▶ [GOAL OF THE EXERCISE] Where in the data below does the word "selfdrive" appear? Copy each line that holds it.
+++ INPUT DATA
PR #1350, opened 2020-04-10
Abstract pcmEnable and pcmDisable events

adeebshihadeh:
also includes some pruning of `selfdrive/car/*`

### DIFF
--- a/selfdrive/manager.py
+++ b/selfdrive/manager.py
@@ -526,6 +526,9 @@ def uninstall():
 def main():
++++++
▶ [WRITTEN ANSWER]
also includes some pruning of `selfdrive/car/*`
--- a/selfdrive/manager.py
+++ b/selfdrive/manager.py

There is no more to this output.